──────── RECORDED DATA

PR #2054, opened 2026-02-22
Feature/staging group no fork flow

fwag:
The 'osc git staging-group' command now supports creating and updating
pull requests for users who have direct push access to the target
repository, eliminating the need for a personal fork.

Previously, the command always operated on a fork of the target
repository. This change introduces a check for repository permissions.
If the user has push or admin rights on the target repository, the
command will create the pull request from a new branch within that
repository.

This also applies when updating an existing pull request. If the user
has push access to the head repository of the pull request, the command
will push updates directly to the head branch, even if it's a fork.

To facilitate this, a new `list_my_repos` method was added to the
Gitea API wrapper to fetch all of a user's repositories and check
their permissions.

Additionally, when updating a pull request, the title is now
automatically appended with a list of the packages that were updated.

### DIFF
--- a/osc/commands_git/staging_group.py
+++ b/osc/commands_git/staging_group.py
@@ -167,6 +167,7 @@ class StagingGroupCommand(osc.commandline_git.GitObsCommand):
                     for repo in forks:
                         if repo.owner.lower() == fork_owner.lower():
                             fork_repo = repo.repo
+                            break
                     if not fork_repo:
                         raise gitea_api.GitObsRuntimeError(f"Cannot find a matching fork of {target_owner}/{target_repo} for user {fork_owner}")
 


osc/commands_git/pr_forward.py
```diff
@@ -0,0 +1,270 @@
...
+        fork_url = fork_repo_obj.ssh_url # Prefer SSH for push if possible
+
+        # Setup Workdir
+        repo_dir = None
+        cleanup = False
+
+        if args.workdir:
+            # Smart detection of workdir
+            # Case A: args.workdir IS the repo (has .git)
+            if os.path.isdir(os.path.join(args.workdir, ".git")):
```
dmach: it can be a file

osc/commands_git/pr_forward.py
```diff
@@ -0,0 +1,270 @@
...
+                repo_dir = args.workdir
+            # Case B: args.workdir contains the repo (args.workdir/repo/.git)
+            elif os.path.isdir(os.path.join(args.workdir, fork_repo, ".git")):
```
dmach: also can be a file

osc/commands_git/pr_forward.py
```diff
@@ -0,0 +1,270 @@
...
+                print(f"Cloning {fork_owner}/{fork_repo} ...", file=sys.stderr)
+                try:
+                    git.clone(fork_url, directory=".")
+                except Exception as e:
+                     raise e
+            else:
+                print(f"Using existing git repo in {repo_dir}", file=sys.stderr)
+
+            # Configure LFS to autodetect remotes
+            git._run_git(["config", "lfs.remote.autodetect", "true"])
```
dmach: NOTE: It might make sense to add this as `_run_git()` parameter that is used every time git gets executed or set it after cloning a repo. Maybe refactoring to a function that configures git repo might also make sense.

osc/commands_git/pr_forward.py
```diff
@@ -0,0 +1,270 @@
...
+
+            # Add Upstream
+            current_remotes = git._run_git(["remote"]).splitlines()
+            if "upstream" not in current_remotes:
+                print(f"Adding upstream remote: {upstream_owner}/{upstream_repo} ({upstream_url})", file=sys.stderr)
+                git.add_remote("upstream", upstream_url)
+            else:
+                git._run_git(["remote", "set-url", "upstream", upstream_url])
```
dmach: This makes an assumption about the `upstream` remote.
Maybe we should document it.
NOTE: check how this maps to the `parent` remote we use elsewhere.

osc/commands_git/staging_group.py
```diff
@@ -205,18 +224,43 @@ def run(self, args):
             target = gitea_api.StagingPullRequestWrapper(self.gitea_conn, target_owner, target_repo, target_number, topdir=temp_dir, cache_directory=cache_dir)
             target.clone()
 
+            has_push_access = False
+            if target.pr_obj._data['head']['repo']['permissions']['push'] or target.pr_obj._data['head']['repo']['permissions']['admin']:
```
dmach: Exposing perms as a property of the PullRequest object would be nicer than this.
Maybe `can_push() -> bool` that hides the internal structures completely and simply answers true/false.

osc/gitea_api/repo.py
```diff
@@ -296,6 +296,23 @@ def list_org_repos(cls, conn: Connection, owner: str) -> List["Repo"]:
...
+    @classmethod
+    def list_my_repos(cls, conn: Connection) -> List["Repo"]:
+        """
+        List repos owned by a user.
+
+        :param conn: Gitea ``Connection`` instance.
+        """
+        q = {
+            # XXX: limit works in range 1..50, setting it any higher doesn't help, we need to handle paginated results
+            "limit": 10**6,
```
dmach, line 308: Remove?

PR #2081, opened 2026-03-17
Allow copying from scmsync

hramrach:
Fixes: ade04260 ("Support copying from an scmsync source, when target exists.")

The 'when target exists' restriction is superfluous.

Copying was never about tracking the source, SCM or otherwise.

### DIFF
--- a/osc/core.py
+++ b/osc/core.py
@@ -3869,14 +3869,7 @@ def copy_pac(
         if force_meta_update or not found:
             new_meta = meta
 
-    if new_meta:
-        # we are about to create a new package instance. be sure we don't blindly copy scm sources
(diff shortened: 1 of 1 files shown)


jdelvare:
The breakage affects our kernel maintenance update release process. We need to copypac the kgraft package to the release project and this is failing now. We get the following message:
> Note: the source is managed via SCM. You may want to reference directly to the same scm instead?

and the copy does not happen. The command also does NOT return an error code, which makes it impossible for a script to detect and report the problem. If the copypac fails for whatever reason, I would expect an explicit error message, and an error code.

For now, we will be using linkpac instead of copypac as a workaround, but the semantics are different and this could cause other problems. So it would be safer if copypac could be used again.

────────────────

### WHAT NEEDS TO BE DONE
State, as a bare number, how many lines of the listing hold the word "that".

### YOUR SOLUTION
4